La première propriété reconnue de l’écriture, c’est sa persistance : comme dit le proverbe, « les écrits restent ». Commodité conséquente : ce qui est écrit n’a pas besoin d’être retenu. L’écriture représente le plus remarquable support externe de la mémoire humaine. Avant l’invention de l’enregistrement sonore, rivaliser avec elle n’était pas facile, mais pourtant pas impossible.
• Les « arts de la mémoire »
Il y a un peu plus de trente ans, l’historienne britannique Frances Yates (1899-1981), redécouvrant un texte anonyme latin (Ad Herennium), mettait en lumière l’utilisation faite par les orateurs anciens d’un aide-mémoire précieux : le topogramme. Dans l’image mentale d’un lieu connu ou inventé, l’orateur était invité à placer des objets symbolisant autant d’idées qu’il souhaitait en retenir, puis à reparcourir la scène pour retrouver les étapes de son raisonnement. L’exemple le plus fameux était celui d’un avocat qui avait disposé dans la scène une paire de testicules de mouton, afin de se rappeler l’existence d’un témoin pour son client (« testiculum » en latin est phonétiquement proche de « testis », « témoin »). Le constat de la persistance de ce procédé mnémotechnique au fil des siècles (p. 32) et de son inscription dans la pierre, l’enluminure, jusque dans l’image gravée à la Renaissance, est à l’origine d’un intérêt renouvelé des spécialistes pour les fonctions mémorielles des arts picturaux et graphiques en général. Regardées de ce point de vue, bien des manifestations artistiques considérées sous l’angle de leurs intentions esthétiques, émotives ou cultuelles sont apparues sous un nouveau jour.
L’art paléolithique, par exemple, reste mystérieux dans ses formes comme dans ses intentions symboliques ou cultuelles. Sophie A. de Beaune (p. 22) passe en revue les travaux qui, depuis une vingtaine d’années, lui attribuent une fonction graphique. Ainsi, l’analyse fine des peintures de Lascaux et d’autres lieux suggère que des savoirs narratifs, plutôt que des scènes ou des visions, y seraient encryptés à des fins mémorielles.

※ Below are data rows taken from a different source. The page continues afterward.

PR #249, opened 2025-03-19
Update public durability level to use newtype pattern

chvck:


sdk/couchbase/src/durability_level.rs
```diff
@@ -1,49 +1,62 @@
...
+    PersistToMajority,
+    Other(String),
+}
 
-    fn try_from(value: String) -> Result<Self, Self::Error> {
-        Self::try_from(value.as_str())
+pub(crate) fn parse_optional_durability_level_to_memdx(
+    durability_level: Option<DurabilityLevel>,
+) -> Option<couchbase_core::memdx::durability_level::DurabilityLevel> {
+    if let Some(durability_level) = durability_level {
```
Peter-Searby, line 46: I feel like this reads better as just a match, or maybe [`.and_then`](https://doc.rust-lang.org/std/option/enum.Option.html#method.and_then), rather than
```rust
if let .. {
  // explicit return
}
// implicit return
```

sdk/couchbase/src/durability_level.rs
```diff
@@ -1,49 +1,62 @@
...
+
+    pub const MAJORITY: DurabilityLevel = DurabilityLevel(InnerDurabilityLevel::Majority);
+
+    pub const MAJORITY_AND_PERSIST_ACTIVE: DurabilityLevel =
+        DurabilityLevel(InnerDurabilityLevel::MajorityAndPersistActive);
+
+    pub const PERSIST_TO_MAJORITY: DurabilityLevel =
+        DurabilityLevel(InnerDurabilityLevel::PersistToMajority);
+
+    pub(crate) fn other(val: String) -> DurabilityLevel {
```
Peter-Searby, line 17: Perhaps I'm just missing it, but I don't see where this is used. What is it for?

Westwooo (dismissed):
lgtm

sdk/couchbase/src/durability_level.rs
chvck: This covers the case where the mgmt API returns a durability level that we don't know about. The choice is this or to return an error. It's not used "right now" but will be shortly when i add the bucket manager to the public API.

Peter-Searby: Makes sense, thanks!

sdk/couchbase/src/durability_level.rs
chvck: Agree, can just be collapsed into a single match.

sdk/couchbase/src/durability_level.rs
```diff
@@ -1,49 +1,58 @@
...
-    fn try_from(value: String) -> Result<Self, Self::Error> {
-        Self::try_from(value.as_str())
+pub(crate) fn parse_optional_durability_level_to_memdx(
+    durability_level: Option<DurabilityLevel>,
+) -> Option<couchbase_core::memdx::durability_level::DurabilityLevel> {
+    match durability_level {
+        Some(DurabilityLevel(InnerDurabilityLevel::Majority)) => {
+            Some(couchbase_core::memdx::durability_level::DurabilityLevel::MAJORITY)
+        }
+        Some(DurabilityLevel(InnerDurabilityLevel::MajorityAndPersistActive)) => Some(
```
Peter-Searby, line 50: nit, but having `{...}` around the other clauses and not this one is a bit inconsistent

chvck: Interestingly my IDE automatically reformats to this, a rustfmt thing maybe?

Peter-Searby: Very odd, does it perhaps let you format them all like this one instead?
Either way, since it's a nit, I'll approve anyway

Peter-Searby (approved):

Les civilisations traditionnelles ont eu de bonnes raisons d’être demandeuses d’aide-mémoire externes. Posant son regard en particulier sur les dessins des Indiens des plaines américaines, Carlo Severi (p. 28) dégage leurs conventions narratives sophistiquées, qui en font un art de la mémoire à part entière. Plus largement, il forme le projet d’une anthropologie des arts qui désigne l’image comme le support de mémoire privilégié des traits saillants, et souvent paradoxaux, des cultures humaines.